=== Material provided ===

PR #231, opened 2020-11-19
Sharing improvements.

sri2k1us:
- Feedback when no matching users / group found
image
     We can provide a search field prompt label (above the search field) instead of this long feedback. 
- Custom renderer for options (group vs user)
image

### DIFF
--- a/public/static/locales/en/sharing.json
+++ b/public/static/locales/en/sharing.json
@@ -3,7 +3,7 @@
     "dataGroupSharingDisabled": "Data and/or analyses resources cannot be shared with groups at this time",
     "fetchPermissionsError": "Failed to fetch resource permissions",
     "fetchUserInfoError": "Failed to fetch user information",
-    "noUsersFound": "No users found",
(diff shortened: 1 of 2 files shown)


public/static/locales/en/sharing.json
```diff
@@ -3,7 +3,7 @@
     "dataGroupSharingDisabled": "Data and/or analyses resources cannot be shared with groups at this time",
     "fetchPermissionsError": "Failed to fetch resource permissions",
     "fetchUserInfoError": "Failed to fetch user information",
-    "noUsersFound": "No users found",
+    "noUsersFound": "No user(s) found. Enter the full CyVerse username or email of the user you wish to share.",
```
ash3rz, line 6: 🤔 You mentioned this in the PR description and now I'm wondering if having this as some text above the search would be nicer.  This looks good for now though, maybe we can wait to see how any additional feedback goes.

ash3rz (approved):
LGTM :shipit:

sri2k1us:
Thanks for the review.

===

**Problem statement:** Set the listing down again in full, exactly as it was given.

**Written response:**
PR #231, opened 2020-11-19
Sharing improvements.

sri2k1us:
- Feedback when no matching users / group found
image
     We can provide a search field prompt label (above the search field) instead of this long feedback. 
- Custom renderer for options (group vs user)
image

### DIFF
--- a/public/static/locales/en/sharing.json
+++ b/public/static/locales/en/sharing.json
@@ -3,7 +3,7 @@
     "dataGroupSharingDisabled": "Data and/or analyses resources cannot be shared with groups at this time",
     "fetchPermissionsError": "Failed to fetch resource permissions",
     "fetchUserInfoError": "Failed to fetch user information",
-    "noUsersFound": "No users found",
(diff shortened: 1 of 2 files shown)


public/static/locales/en/sharing.json
```diff
@@ -3,7 +3,7 @@
     "dataGroupSharingDisabled": "Data and/or analyses resources cannot be shared with groups at this time",
     "fetchPermissionsError": "Failed to fetch resource permissions",
     "fetchUserInfoError": "Failed to fetch user information",
-    "noUsersFound": "No users found",
+    "noUsersFound": "No user(s) found. Enter the full CyVerse username or email of the user you wish to share.",
```
ash3rz, line 6: 🤔 You mentioned this in the PR description and now I'm wondering if having this as some text above the search would be nicer.  This looks good for now though, maybe we can wait to see how any additional feedback goes.

ash3rz (approved):
LGTM :shipit:

sri2k1us:
Thanks for the review.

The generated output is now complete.